Charcot, Freud’s mentor and predecessor retained the symptoms of hysteria on the level of the physical. Unlike him, Freud let his female patients speak and listened. For Charcot, the female patient was the body itself, which is not really an anomaly in the philosophical canon, as the category of the soul belongs to men, while the body is female. The metaphors of femininity and masculinity are of the core metaphors in philosophy: throughout the history of philosophy, there have been many metaphors of masculinity, spirit, form and reason on one side; and femininity, matter, emotions on the other. The most prevalent metaphor was tying activity to the side of men and passivity to the side of women. Metaphors and analogies are an organic part of philosophy, as they have an explanatory power. Through feministic approaches, the soul and body dualism is criticised as gender binarism (soul/man, body/woman), which does not only have implications in the philosophical metaphysics, but is also noticeable in the everyday conventions. We can observe it as a disciplinary practice with the aim of achieving beauty ideals and regulating the biological qualities of the female body, tied to reproduction. The efforts of overpowering the hierarchical difference between the soul and the body are political efforts – they can be displayed on the streets during protest marches against prohibition of abortion; or in theory, trying to rewrite the excluded femininity back into philosophy.

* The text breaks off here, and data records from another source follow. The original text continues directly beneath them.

Issue #2767, opened 2025-02-10
failed to  list *v1.VolumeSnapshotContent: the server could not find the requested resource (get volumesnapshotcontents.snapshot.storage.k8s.io)


rptaylor:
A default deployment of cinder CSI results in constant errors in logs:

```
csi-snapshotter W0210 21:36:23.865665       1 reflector.go:424] github.com/kubernetes-csi/external-snapshotter/client/v6/informers/externalversions/factory.go:117: failed to
 list *v1.VolumeSnapshotContent: the server could not find the requested resource (get volumesnapshotcontents.snapshot.storage.k8s.io)                                       
csi-snapshotter E0210 21:36:23.865719       1 reflector.go:140] github.com/kubernetes-csi/external-snapshotter/client/v6/informers/externalversions/factory.go:117: Failed to
 watch *v1.VolumeSnapshotContent: failed to list *v1.VolumeSnapshotContent: the server could not find the requested resource (get volumesnapshotcontents.snapshot.storage.k8s
.io)         
```

IIUC, some other component (CRDs and/or https://github.com/kubernetes-csi/external-snapshotter ?) need to be installed for this to work.
If the cinder-CSI chart does not install them by default, shouldn't the csi-snapshotter container be disabled by default (via helm value) to avoid wasting resources and producing spurious errors?

JihadMotii-REISys:
were you able to resolve this issue @rptaylor ? Thanks in advance!

rptaylor:
> were you able to resolve this issue [@rptaylor](https://github.com/rptaylor) ? Thanks in advance!

No I think some changes in the helm chart would be needed.

rptaylor:
/remove-lifecycle stale

If anyone can confirm what is supposed to happen maybe we could fix it.
Why does the Helm chart try to use CRDs that it doesn't install? How is that expected to work?

Dentling:
any updates on this?

I'm seeing the same errors.

petterroea:
Also seeing same errors, but using 2.5 year old release. Looking into whether or not errors are caused by PEBCAK on my side, or fixable by upgrading

rptaylor:
/remove-lifecycle stale  
Still relevant AFAIK

rptaylor:
It looks like https://github.com/kubernetes/cloud-provider-openstack/pull/3078  could solve this, but no maintainers or reviewers have reviewed it or approved tests to run on it. 

/remove-lifecycle stale

PR #3078, opened 2026-03-01
[cinder-csi-plugin] Make csi-snapshotter sidecar optional

234u34k:
The csi-snapshotter sidecar is always deployed regardless of whether VolumeSnapshot CRDs are installed. On clusters without external-snapshotter, this produces continuous error logs.

Add `csi.snapshotter.enabled` (default `true` for backward compatibility) to gate the snapshotter container and its RBAC resources. Users without CRDs can set it to `false`.

Ref #2767

```release-note
cinder-csi: Add csi.snapshotter.enabled toggle to allow disabling the csi-snapshotter sidecar when VolumeSnapshot CRDs are not installed.
```

### DIFF
--- a/charts/cinder-csi-plugin/Chart.yaml
+++ b/charts/cinder-csi-plugin/Chart.yaml
@@ -2,7 +2,7 @@ apiVersion: v1
 appVersion: v1.36.0
 description: Cinder CSI Chart for OpenStack
 name: openstack-cinder-csi
-version: 2.36.1
+version: 2.36.2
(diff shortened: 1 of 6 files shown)


234u34k:
/remove-lifecycle rotten

@kayrus @zetaab, this is rebased onto current master and remains relevant to #2767. The chart now preserves the existing snapshotter behavior for upgrades using `--reuse-values`, and chart lint renders both enabled and disabled configurations. Could one of you run `/ok-to-test` and review it when you have time?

The hysterics of the 19th century were confined to the same institutions as not only women with epilepsy and other mental illnesses, but also unwed mothers and old and poor homeless women. “The great incarceration” and the differentiation and the development of total institutions (psychiatry, hospitals, prisons), that are the bedrock of the modern state, is one of the great subjects of Michel Foucault. Through the analysis of said institutions, Foucault developed the concepts of power, discipline and surveillance. Tied to all three concepts is the body. Madness and Civilization illuminates the attitude towards people with mental illnesses and their bodies when the concept of mental health was not yet developed; and in Discipline and Punish, where we observe the practice of torture and the developments of prison, the body is the core concept connected to discipline. As Foucault reveals through his research, power needs bodies, it needs docile bodies that are obedient and easy to control. Using historical sources, Foucault takes us through the history of bodies: from the times, when bodies were an object, subjugated to different methods of causing pain; to the age of first military drills, used to train the bodies to repeat certain movements; and finally to the years, when bodies became an object and the target of surveillance, used to create obedient individuals. For Foucault, the history of the body is thus interlaced not only with an individual’s mentality and his way of think, but also with the non-physical concept of power, not a body by itself, but inseparably tied to it.